Hunter Quartz leaves behind a treasure trove of scholarly work and countless examples of public scholarship. She has published research on teacher development and retention and community schooling in journal articles, books and book chapters, and dozens of other publications and media. She has also demonstrated a career-long commitment to community-engaged research and public scholarship, producing dozens of user friendly publications about teaching and community schools, including the creation and editing of the open-access multi-media journal, “Community Schooling,” to inform the growing community schools movement and emphasize for the field the importance of seeing and supporting teachers as public intellectuals.  

Karen Hunter Quartz shares her research at AERA

Hunter Quartz has also shared her research and insights in countless academic presentations and educational and community events, including reporting on the promise and progress of the UCLA Community Schools to the UC Board of Regents. Her scholarship, publications and teaching have received multiple awards including the American Educational Research Association Outstanding Book Award, American Association of Colleges of Teacher Education Outstanding Writing Award, National Teacher-Powered Schools Initiative Advancement in Research Award, the UCLA Department of Education Outstanding Teaching Award and the UCLA Chancellor’s Award for Community-Engaged Scholars.

“Karen is such a humble leader that I think sometimes she maybe doesn’t even have a sense of the incredible impact she’s had on the children of  Los Angeles and really on California and the movement for community schools writ large,” says Sophie Fanelli, president of the Stuart Foundation. 

“She is that rare pairing of intellectual vigor with an incredible researcher who has never separated community schools from the need to focus on high quality teaching and learning. She understands that if you want to transform the educational experience of young people and their families, you need to be hyper focused on teaching and attend to the needs of the whole child in a welcoming environment where students and teachers can learn together.”  

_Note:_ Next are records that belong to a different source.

PR #1610, opened 2023-07-13
record: Correct AV1 MIME type

rosetta-jpn:
The correct AV1 MIME is "av01".

### DIFF
--- a/src/content/getusermedia/record/js/main.js
+++ b/src/content/getusermedia/record/js/main.js
@@ -69,7 +69,7 @@ function handleDataAvailable(event) {
 
 function getSupportedMimeTypes() {
   const possibleTypes = [
-    'video/webm;codecs=av1,opus',
+    'video/webm;codecs=av01,opus',
     'video/webm;codecs=vp9,opus',
     'video/webm;codecs=vp8,opus',
     'video/webm;codecs=h264,opus',


alvestrand:
The registered media type for AV1 at IANA is AV1: https://www.iana.org/assignments/media-types/video/AV1

Where did you get a reference saying "AV01" from?

rosetta-jpn:
The media type should be used for real time streaming.

> Applications which use this media:
> Video over IP, video conferencing, video streaming.

I think, for Media Streaming API, the regular MIME type should be used.
https://aomediacodec.github.io/av1-isobmff/#av1sampleentry-section

rosetta-jpn:
I searched more. 
So there are two ways how to specify the mime, mime and mime+codecs. 
https://developer.mozilla.org/en-US/docs/Web/API/MediaRecorder/mimeType

(1) With MIME only, `video/av1` should be used.

See https://developer.mozilla.org/en-US/docs/Web/API/MediaRecorder/mimeType
> The media type strings are standardized by the Internet Assigned Numbers Authority (IANA). For their official list of defined media type strings, see the article [Media Types](https://www.iana.org/assignments/media-types/media-types.xhtml) on the IANA site.

(2) With MIME + codecs, 'video/webm; codecs="av01"' should be used.

See https://developer.mozilla.org/en-US/docs/Web/Media/Formats/codecs_parameter#av1


I will clarify the commit message.

rosetta-jpn:
I created a new pull request https://github.com/webrtc/samples/pull/1611.

Issue #1614, opened 2023-08-02
E2E interop test failures


fippo:
The nightly interop tests started failing with
  https://github.com/webrtc/samples/actions/runs/5723012987

This looks like a mix of
* chromedriver refusing to recognize the symlink in browsers/bin
* Chromedriver 115 being incompatible with M117 after a certain version.

The path is easy to fix (tested [here](https://github.com/fippo/interop/actions/runs/5737241319)) but after that it is still running into timeout issues

fippo:
The difference between the last known good run
https://github.com/webrtc/samples/actions/runs/5711022621/job/15472020011
and the first bad one 
https://github.com/webrtc/samples/actions/runs/5723012987/job/15509825644#step:8:31
is that the latter shows
```
Selenium Manager binary found at 
    /home/runner/work/samples/samples/node_modules/selenium-webdriver/bin/linux/selenium-manager
```

fippo:
@bonigarcia you *might* know since I saw your twe..whatever one calls it now :-)

It seems that upgrading from 4.10.0 to 4.11.0 broke the custom path we use (together with the very old travis-multirunner) via `setChromeBinaryPath`. Does that ring a bell?

bonigarcia:
It might be a bug on Selenium. Can you please open a bug report [here](https://github.com/SeleniumHQ/selenium)?

I am reporting this in the Selenium TLC Slack channel as well.

fippo:
Already fixed, just needs to be released before unpinning this. Thank you @bonigarcia!

PR #1617, opened 2023-08-23
pin selenium-webdriver to 4.10.0

fippo:
which avoids issues in the integration of travis-multirunner since the custom Chrome path is no longer found when being used with selenium manager

See #1614


fippo:
We're back to general test flakyness \o/

KaptenJansson (approved):
LGTM

PR #1623, opened 2023-09-18
trickle-ice: remove custom url check

fippo:
and let the browser throw an error which shows up in the field at the bottom


KaptenJansson (approved):
LGTM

As she leaves UCLA, Hunter Quartz is already working on her next project. She has a contract and is writing a new book for Oxford University Press, tentatively titled, Community Schooling: Lessons in Democracy, Justice and Education, based on her research over the past 15 years at the UCLA Community School and early scholarship on the culture of school reform. 

But maybe the most important the contribution she has made is in the relationships she has built and the example she set in what she values and how she approaches her work.

“I have tremendous respect for people who do journal articles and research articles, and I’ve contributed to that world,” says Hunter Quartz.  “But there’s something about writing things with people that work in schools. I just want to make things that are helpful and useful, and I want to do that with people that know more than I do because they’re in the classroom all day.  There’s an opportunity to scholarship that is grounded in real schools. That’s a really an important thing to me because I think it’s a shame in our culture that teachers aren’t seen as the powerful intellectuals that they are.”

Looking back, Hunter Quartz says, “It’s relationships with people that matter. I think that if you develop really caring and collaborative relationships with creative people, you can make up great stuff together. It’s a joy, and, and you can make things happen. 

“I think that that’s the great thing about universities, they can be very creative, inspiring places where people are debating and dreaming up ideas. Jeannie taught me to think I could change the world.  I say, be bold, dream it up, print the letter head, figure it out, have some fun, get it done.”